The Washington Post – Seven former FDA commissioners accuse Trump administration of undermining the agency

In a rare and extraordinary rebuke, seven former commissioners of the Food and Drug Administration wrote an op-ed accusing the Trump administration of interfering politically with the agency, with potentially catastrophic effects on public trust in a coronavirus vaccine.

The column, which was published online Tuesday afternoon in The Washington Post, detailed a recent pattern of interference, including President Trump’s threat to reject a proposed FDA guidance detailing the criteria the agency will use to judge a coronavirus vaccine, and decisions by Health and Human Services Secretary Alex Azar to revoke the FDA’s authority to regulate lab-developed tests and to sign its own rules.

Trump and Azar have imperiled the FDA’s ability to “make the independent, science-based decisions that are key to combating the pandemic and so much more,” the commissioners wrote.

The letter was signed by agency chiefs who have served in Democratic and Republican administrations over three decades: David Kessler, who worked for George H.W. Bush and Bill Clinton; Jane Henney, who worked for Clinton; Mark McClellan and Andrew von Eschenbach, who worked for George W. Bush; Margaret Hamburg and Robert Califf, who worked for Barack Obama, and Scott Gottlieb, who worked for Trump.

The commissioners said Trump’s effect on the public’s confidence in the FDA is already surfacing in polling data, pointing to a recent Axios-Ipsos poll that found more than 40 percent of Americans didn’t trust the agency to look out for their best interests.

“The implications of the recent shift are potentially dire,” they wrote.

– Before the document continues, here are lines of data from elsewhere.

PR #821, opened 2016-07-27
ncm-spma: Add backend for apt

jrha:
Add a SPMA backend for configuring debian derived systems using apt,
this should be considered a technology preview.

The code currently manages source lists (repositories) and packages and not much else.

Tested at RAL on Ubuntu 14.04.4 LTS and Linux Mint 17.3 Rosa.

Based on and depends on #716, so it might be better to wait until that is merged before attempting too much of a review.


jouvin:
Thanks for this great contribution! This is certainly something we may be interested in...

jrha:
I should also add that at at 31.4% the test coverage is not yet where I would like it to be, so I'll be working on that when I have some more time.

jrha:
Discovered that you can review a subset of changes, so https://github.com/quattor/configuration-modules-core/pull/821/files/339a6e87c28fde81e3ac7bc593296738925b65fa..HEAD can be used for review until #716 is merged.

ncm-spma/src/main/perl/spma/apt.pm
```diff
@@ -0,0 +1,433 @@
...
+    my $current = Set::Scalar->new(map(m{(.*)\.list$}, readdir($dir)));
+
+    closedir($dir);
+    my $allowed = Set::Scalar->new(map($_->{name}, @$allowed_repos));
+    my $rm = $current-$allowed;
+    foreach my $i (@$rm) {
+        # We use $f here to make Devel::Cover happy
+        my $f = "$repo_dir/$i.list";
+        $self->verbose("Unlinking outdated repository $f");
+        if (!unlink($f)) {
```
ned21: This isn't NoAction safe.

ncm-spma/src/main/perl/spma/apt.pm
```diff
@@ -0,0 +1,433 @@
...
+
+
+# If user packages are not allowed, removes any repositories present
+# in the system that are not listed in $allowed_repos.
+sub cleanup_old_repos
+{
+    my ($self, $repo_dir, $allowed_repos, $allow_user_pkgs) = @_;
+    $self->debug(5, 'Entered cleanup_old_repos()');
+
+    return 1 if $allow_user_pkgs;
```
ned21: I know this is a problem with the yum code too but at some point we need to split this into "allow_user_repos" and "allow_user_pkgs". For new code I would say "allow_user_pkgs" means that only -- manually installed packages are allowed to stay but manually configured repos get deleted.

ncm-spma/src/main/perl/spma/apt.pm
```diff
@@ -0,0 +1,433 @@
...
+
+# Creates the repository dir if needed.
+sub initialize_repos_dir
+{
+    my ($self, $repo_dir) = @_;
+    $self->debug(5, 'Entered initialize_repos_dir()');
+
+    if (! -d $repo_dir) {
+        $self->verbose("$repo_dir didn't exist. Creating it");
+        if (!eval{mkpath($repo_dir)} || $@) {
```
ned21: What happens under NoAction?

jrha: Bad things I assume, I took this code from the yum backend, which handles NoAction in strange ways, I'll take a look at it again.

ncm-spma/src/main/perl/spma/apt.pm
```diff
@@ -0,0 +1,433 @@
...
+{
+    my ($self, $config) = @_;
+    $self->debug(5, 'Entered Configure()');
+
+    # Get configuration trees
+    my $tree_repos = $config->getElement($TREE_REPOS)->getTree();
+    my $tree_pkgs = $config->getElement($TREE_PKGS)->getTree();
+    my $tree_component = $config->getElement($TREE_COMPONENT)->getTree();
+    # Convert these crappily-defined fields into real Perl booleans.
+    $tree_component->{run} = $tree_component->{run} eq 'yes';
```
ned21: If you intend to start converting these fields in other code to be either booleans or text, you should start that effort here by accepting both.

ncm-spma/src/test/perl/apt-cleanup-sources.t
```diff
@@ -0,0 +1,116 @@
...
+
+In this case, the error must be reported
+
+=cut
+
+initialize_repos();
+if ($EUID) {
+  chmod(0500, $REPO_DIR);
+} else {
+  diag("Trying to set immutable bit for root user to create unremovable files. ".
```
ned21: Surely any running of unit tests root should be an immediate fail?

ncm-spma/src/main/perl/spma/apt.pm
```diff
@@ -0,0 +1,433 @@
+# ${license-info}
```
stdweird: use new style like
https://github.com/quattor/configuration-modules-core/pull/808/files#diff-b5f0d02e208de8bb63cc453ae9e11a33L1

ncm-spma/src/main/perl/spma/apt.pm
```diff
@@ -0,0 +1,433 @@
...
+
+Packages listed under C</software/packages> will be installed, version and architecture locking (including multiarch) is fully implemented.
+
+=cut
+
+use strict;
+use warnings;
+use NCM::Component;
+our $EC=LC::Exception::Context->new->will_store_all;
+our @ISA = qw(NCM::Component);
```
stdweird: `use parent qw(NCM::Component);`

ncm-spma/src/main/perl/spma/apt.pm
```diff
@@ -0,0 +1,433 @@
...
+use EDG::WP4::CCM::Element qw(escape unescape);
```
stdweird: once https://github.com/quattor/CCM/pull/102 is merged, you should import the escape functions from `CCM::Path` (altough current code will still work)

ncm-spma/src/main/perl/spma/apt.pm
```diff
@@ -0,0 +1,433 @@
...
+
+use CAF::Process;
+use CAF::FileWriter;
+use CAF::FileEditor;
+use LC::Exception qw(SUCCESS);
```
stdweird: replace with `use CAF::Object qw(SUCCESS);` (we are phasing out `LC`)

ncm-spma/src/main/perl/spma/apt.pm
```diff
@@ -0,0 +1,433 @@
...
+use Set::Scalar;
+use File::Path qw(mkpath);
+use Text::Glob qw(match_glob);
+use Readonly;
+
+Readonly::Scalar my $DIR_REPOS => "/etc/apt/sources.list.d";
+Readonly::Scalar my $DIR_PREFERENCES => "/etc/apt/preferences.d";
+Readonly::Scalar my $TEMPLATE_REPOS => "spma/apt-source.tt";
```
stdweird: move the TT files to an apt subdir (and open an issue for all non-common TT to move to a subdir as well)

ncm-spma/src/main/perl/spma/apt.pm
```diff
@@ -0,0 +1,433 @@
...
+Readonly::Scalar my $TEMPLATE_PREFERENCES => "spma/apt-preferences.tt";
+Readonly::Scalar my $TREE_REPOS => "/software/repositories";
+Readonly::Scalar my $TREE_PKGS => "/software/packages";
+Readonly::Scalar my $TREE_COMPONENT => "/software/components/${project.artifactId}";
```
stdweird: wherever this is used, use `$self->prefix()` instead

ncm-spma/src/main/perl/spma/apt.pm
```diff
@@ -0,0 +1,433 @@
...
+
+    my $dir;
+    if (!opendir($dir, $repo_dir)) {
+        $self->error("Unable to read repositories in $repo_dir");
+        return 0;
+    }
+
+    my $current = Set::Scalar->new(map(m{(.*)\.list$}, readdir($dir)));
+
+    closedir($dir);
```
stdweird: replace all the above with `my $current = Set::Scalar->new(glob("$repo_dir/*.list"));`
non-existing directories should be handled with `CAF::Path` diretcory method. 
do a `use parent (NCM::Component CAF::Path);` above and `$self->directory_exists($repodir)` as test.

ncm-spma/src/main/perl/spma/apt.pm
```diff
@@ -0,0 +1,433 @@
...
+    my $allowed = Set::Scalar->new(map($_->{name}, @$allowed_repos));
+    my $rm = $current-$allowed;
```
stdweird: `$rm` -> `$to_remove`

ncm-spma/src/main/perl/spma/apt.pm
```diff
@@ -0,0 +1,433 @@
...
+    foreach my $i (@$rm) {
```
stdweird: `$i` -> `$repo`?

ncm-spma/src/main/perl/spma/apt.pm
```diff
@@ -0,0 +1,433 @@
...
+        # We use $f here to make Devel::Cover happy
+        my $f = "$repo_dir/$i.list";
```
stdweird: `$f` -> `$fn`

ncm-spma/src/main/perl/spma/apt.pm
stdweird: use `CAF::Path` `cleanup` method

ncm-spma/src/main/perl/spma/apt.pm
stdweird: use `CAF::Path` `directory` method

ncm-spma/src/main/perl/spma/apt.pm
```diff
@@ -0,0 +1,433 @@
...
+}
+
+
+# Creates the repository dir if needed.
+sub initialize_repos_dir
+{
+    my ($self, $repo_dir) = @_;
+    $self->debug(5, 'Entered initialize_repos_dir()');
+
+    if (! -d $repo_dir) {
```
stdweird: test with `CAF::Path` `directory_exists` (or not at all, i think `CAF::Path` `directory` doesn't mind existing directories)

ncm-spma/src/main/perl/spma/apt.pm
```diff
@@ -0,0 +1,433 @@
...
+            return 0;
+        }
+    }
+    return 1;
+}
+
+
+# Returns the URLs of the repositories listed in $prots, with their
+# host part replaced by each of the reverse @proxies.
+sub generate_reverse_proxy_urls
```
stdweird: is this code similar to other code? like yum or aii? (you can use existing methods in other modules :smile: )

ncm-spma/src/main/perl/spma/apt.pm
```diff
@@ -0,0 +1,433 @@
...
+{
+    my ($self, $prots, @proxies) = @_;
+    $self->debug(5, 'Entered generate_reverse_proxy_urls()');
+
+    my @l;
```
stdweird: no single letter variables

ncm-spma/src/main/perl/spma/apt.pm
```diff
@@ -0,0 +1,433 @@
...
+    foreach my $pt (@$prots) {
+        foreach my $px (@proxies) {
+            my $url = $pt->{url};
+            $url =~ s{^(.*?):(/+)[^/]+}{$1:$2$px};
```
stdweird: should you handle the case that this regex doesn't match anything? it also looks like a confusiong way to write 
```perl
push(@l, ($pt->{url} =~ m/^(.*?):(/+)/) ? "$1:$2$px" : $pt->{url})
```

ncm-spma/src/main/perl/spma/apt.pm
```diff
@@ -0,0 +1,433 @@
...
+            push(@l, { url => $url });
+        }
+    }
+    return \@l;
+}
+
+
+# Generate the URLs for the forward proxies, based on whether the
+# repository is accessible over HTTP or HTTPS.
```
stdweird: i fail to see how the code below has anythig to do with `https?`

ncm-spma/src/main/perl/spma/apt.pm
```diff
@@ -0,0 +1,433 @@
...
+    my ($self, $proto, @px) = @_;
+    $self->debug(5, 'Entered generate_forward_proxy_urls()');
+
+    $proto->[0]->{url} =~ m{^(.*?):};
+    return "$1://$px[0]";
+}
+
+
+# Generates the repository files in $repos_dir based on the contents
+# of the $repos subtree. It uses Template::Toolkit $template to render
```
stdweird: it should use `CCM::TextRender`, the `template` moethdo was removed in https://github.com/quattor/ncm-ncd/pull/68
see https://github.com/quattor/configuration-modules-core/pull/808 for an example

ncm-spma/src/main/perl/spma/apt.pm
```diff
@@ -0,0 +1,433 @@
...
+
+    my @px = split(",", $proxy) if $proxy;
+    @px = map("$_:$port", @px) if $port;
+
+    my $changes = 0;
+
+    foreach my $repo (@$repos) {
+        my $prots = $repo->{protocols}->[0];
+        my $fh = CAF::FileWriter->new("$repos_dir/$repo->{name}.list", log => $self);
+        print $fh "# File generated by ", __PACKAGE__, ". Do not edit\n";
```
stdweird: pass this via a header to textrender, or in the TT file, or not at all

ncm-spma/src/main/perl/spma/apt.pm
```diff
@@ -0,0 +1,433 @@
...
+        if (!exists($repo->{proxy}) && @px) {
+            if ($type eq 'reverse') {
+                $repo->{protocols} = $self->generate_reverse_proxy_urls($repo->{protocols}, @px);
+            } else {
+                $repo->{proxy} = $self->generate_forward_proxy_urls($repo->{protocols}, @px);
+            }
+        }
+        my $rs = $self->template()->process($template, $repo, $fh);
```
stdweird: use `CCM::TextRender`

ncm-spma/src/main/perl/spma/apt.pm
```diff
@@ -0,0 +1,433 @@
...
+}
+
+
+# Returns a set of all installed packages
+sub get_installed_pkgs
+{
+    my $self = shift;
+    $self->debug(5, 'Entered installed_pkgs()');
+
+    my $cmd = CAF::Process->new($CMD_DPKG_QUERY, keeps_state => 1, log => $self);
```
stdweird: as you do not use `$cmd` below, do a `my $out = ...->output();`

ncm-spma/src/main/perl/spma/apt.pm
```diff
@@ -0,0 +1,433 @@
...
+
+    my $out = $cmd->output();
+    if ($?) {
+        return 0;
```
stdweird: better to return with `return;`, unless the `0` has any significance

ncm-spma/src/main/perl/spma/apt.pm
```diff
@@ -0,0 +1,433 @@
...
+    }
+    my @pkgs = grep(m{^ii }, split(/\n/, $out));
```
stdweird: only a ` ` or `\s`?

ncm-spma/src/main/perl/spma/apt.pm
```diff
@@ -0,0 +1,433 @@
...
+    for (@pkgs) {s/^...;//g}; # Strip package status characters
```
stdweird: ? (esp the `/g` in combination with the `^`)
 add it with a map above 
```perl
my @pkgs = map {s/^.{3};//} grep {m/^ii\s/} split("\n", $out);
```

ncm-spma/src/main/perl/spma/apt.pm
```diff
@@ -0,0 +1,433 @@
...
+
+    return Set::Scalar->new(@pkgs);
+}
+
+
+sub get_package_version_arch
```
stdweird: small comment/docstring

ncm-spma/src/main/perl/spma/apt.pm
```diff
@@ -0,0 +1,433 @@
...
+                    push(@versions, sprintf('%s:%s=%s', $name, $arch, unescape($ver)));
+                }
+            }
+            else {
+                $self->debug(5, '  Adding package ', $name, ' with version ', $ver, ' but without architecture to list');
+                push(@versions, sprintf('%s=%s', $name, unescape($ver)));
+            }
+        }
+    }
+    else {
```
stdweird: use `} else {` on one line

ncm-spma/src/main/perl/spma/apt.pm
```diff
@@ -0,0 +1,433 @@
...
+    my @versions;
+
+    if ($details) {
+        while (my ($ver, $archs) = each(%$details)) {
+            if ($archs->{arch}) {
+                while (my $arch = each(%$archs->{arch})) {
+                    $self->debug(5, '  Adding package ', $name, ' with version ', $ver, ' and architecture ', $arch, ' to list');
+                    push(@versions, sprintf('%s:%s=%s', $name, $arch, unescape($ver)));
+                }
+            }
```
stdweird: one line

ncm-spma/src/main/perl/spma/apt.pm
```diff
@@ -0,0 +1,433 @@
...
+
+sub get_package_version_arch
+{
+    my ($self, $name, $details) = @_;
+    $self->debug(5, 'Entered get_package_version_arch()');
+
+    my @versions;
+
+    if ($details) {
+        while (my ($ver, $archs) = each(%$details)) {
```
stdweird: each is evil https://github.com/quattor/CAF/issues/109 (and not sorted)

ncm-spma/src/main/perl/spma/apt.pm
```diff
@@ -0,0 +1,433 @@
...
+    else {
+        $self->debug(5, '  Adding package ', $name, ' without version or architecture to list');
+        push(@versions, $name);
+    }
+
+    return \@versions;
+}
+
+
+sub apply_package_version_arch
```
stdweird: docstring / comment

ncm-spma/src/main/perl/spma/apt.pm
```diff
@@ -0,0 +1,433 @@
...
+{
+    my ($self, $packagelist, $packagetree) = @_;
+
+    $self->debug(5, 'Entered apply_package_version_arch()');
+
+    my @packages = @$packagelist;
+    my @results;
+
+    while (my $name = shift(@packages)) {
```
stdweird: simple loop thorugh them, the `while/shift` adds nothing
```perl
foreach my $name (@$packagelist) {
```

ncm-spma/src/main/perl/spma/apt.pm
```diff
@@ -0,0 +1,433 @@
...
+        my $name_escaped = escape($name);
+        if (exists($packagetree->{$name_escaped})) {
+            my $versions = $self->get_package_version_arch($name, $packagetree->{$name_escaped});
```
stdweird: does the `apt` support globs in package name like `kernel*`

ncm-spma/src/main/perl/spma/apt.pm
```diff
@@ -0,0 +1,433 @@
...
+            push(@results, @$versions);
+        }
+        else {
+            $self->error('Could not find package ', $name, ' in tree');
```
stdweird: i would collect all packages that are not found (`push*(@notfound, $name)`) , and once report one error
```perl
$self->error("Could not find packages", join(", ", @notfound)) if @notfound`
```

ncm-spma/src/main/perl/spma/apt.pm
```diff
@@ -0,0 +1,433 @@
...
+    my ($self, $pkgs) = @_;
+    $self->debug(5, 'Entered get_desired_pkgs()');
+
+    my $packages = Set::Scalar->new();
+
+    while (my $name_escaped = each(%$pkgs)) {
+        my $name = unescape($name_escaped);
+        if (!$name) {
+            $self->error("Invalid package name: ", unescape($name));
+            return 0;
```
stdweird: return in the middle of an each... :see_no_evil: :hear_no_evil: :speak_no_evil:  https://github.com/quattor/CAF/issues/109

ncm-spma/src/main/perl/spma/apt.pm
```diff
@@ -0,0 +1,433 @@
...
+sub get_desired_pkgs
+{
+    my ($self, $pkgs) = @_;
+    $self->debug(5, 'Entered get_desired_pkgs()');
+
+    my $packages = Set::Scalar->new();
+
+    while (my $name_escaped = each(%$pkgs)) {
+        my $name = unescape($name_escaped);
+        if (!$name) {
```
stdweird: any examples?

ncm-spma/src/main/perl/spma/apt.pm
```diff
@@ -0,0 +1,433 @@
...
+
+
+# Update package metadata from upstream repositories
+sub resynchronize_package_index
+{
+    my $self = shift;
+    $self->debug(5, 'Entered resynchronize_package_index()');
+
+    my $cmd = CAF::Process->new($CMD_APT_UPDATE, keeps_state => 1, log => $self);
+    $cmd->execute() or return 0;
```
stdweird:
```perl
return $cmd->execute() ? 1 : undef;
```

ncm-spma/src/main/perl/spma/apt.pm
```diff
@@ -0,0 +1,433 @@
...
+}
+
+
+# Upgrade existing packages
+sub upgrade_packages
+{
+    my ($self) = @_;
+    $self->debug(5, 'Entered upgrade_packages()');
+
+    my $cmd = CAF::Process->new($CMD_APT_UPGRADE, keeps_state => 1, log => $self);
```
stdweird: this is not `keeps_state => 1`

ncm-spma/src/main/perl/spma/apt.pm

Several of the commissioners have issued joint statements before — for example, on opposing drug importation. But the new letter stands out because it directly criticizes the current administration.

“Political intrusion,” they concluded, “only prolongs the pandemic and erodes our public health institutions.”

In a separate event sponsored by the advocacy group Friends of Cancer Research, Peter Marks, the top FDA career official overseeing vaccines, said the proposed guidance was an effort by the agency to be transparent about its standards. He did not indicate whether the guidance would ever be issued but said the pharmaceutical companies were fully aware of its contents.